3b. Submitting like in (3) however specifying a pre-created krb5 ConfigMap and pre-created HADOOP_CONF_DIR ConfigMap

/opt/spark/bin/spark-submit \
    --deploy-mode cluster \
    --class org.apache.spark.examples.HdfsTest \
    --master k8s://<KUBERNETES_MASTER_ENDPOINT> \
    --conf spark.executor.instances=1 \
    --conf spark.app.name=spark-hdfs \
    --conf spark.kubernetes.container.image=spark:latest \
    --conf spark.kubernetes.kerberos.tokenSecret.name=<SECRET_TOKEN_NAME> \
    --conf spark.kubernetes.kerberos.tokenSecret.itemKey=<SECRET_ITEM_KEY> \
    --conf spark.kubernetes.hadoop.configMapName=<HCONF_CONFIG_MAP_NAME> \
    --conf spark.kubernetes.kerberos.krb5.configMapName=<KRB_CONFIG_MAP_NAME> \
    local:///opt/spark/examples/jars/spark-examples_<VERSION>.jar \
    <HDFS_FILE_LOCATION>

Event Logging

If your applications are using event logging, the directory where the event logs go (spark.eventLog.dir) should be manually created with proper permissions. To secure the log files, the directory permissions should be set to drwxrwxrwxt.

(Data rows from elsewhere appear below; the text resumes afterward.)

PR #1544, opened 2021-01-20
Totp code cleanup

mefarazath:
- Removing TOTP endpoint code as its now merged with authentication portal
- Bump minor version


brionmario (approved):

mefarazath:
Will be doing a major version bump once other planned authenticators webapps are moved into authentication portal

PR #1550, opened 2021-01-21
Fix minor styling issues

DimalChandrasiri:
## Purpose
This PR will fix minor styling issues for attribute section.


modules/theme/src/themes/default/elements/segment.overrides
```diff
@@ -364,7 +364,7 @@
 .attributes { 
 
     .ui.input {
-        margin: 0 5px!important;
+        margin: 0px !important;
```
jeradrutnam, line 367:
```suggestion
        margin: 0 !important;
```

jeradrutnam (approved):

PR #1552, opened 2021-01-21
Add confirmation modal to custom attribute mapping

DimalChandrasiri:
## Purpose
This PR will add a confirmation modal to prompt user when switching from custom attribute mapping to default attribute mappings if the custom values are changed.

Fixes https://github.com/wso2/product-is/issues/11043

## Goals
Screenshot 2021-01-21 at 15 26 53


modules/i18n/src/translations/en-US/portals/console.ts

The owner and group of the directory should correspond to the super user who is running the Spark History Server.

This will allow all users to write to the directory but will prevent unprivileged users from reading, removing or renaming a file unless they own it. The event log files will be created by Spark with permissions such that only the user and group have read and write access.

Persisting driver logs in client mode

If your applications persist driver logs in client mode by enabling spark.driver.log.persistToDfs.enabled, the directory where the driver logs go (spark.driver.log.dfsDir) should be manually created with proper permissions. To secure the log files, the directory permissions should be set to drwxrwxrwxt. The owner and group of the directory should correspond to the super user who is running the Spark History Server.

This will allow all users to write to the directory but will prevent unprivileged users from reading, removing or renaming a file unless they own it. The driver log files will be created by Spark with permissions such that only the user and group have read and write access.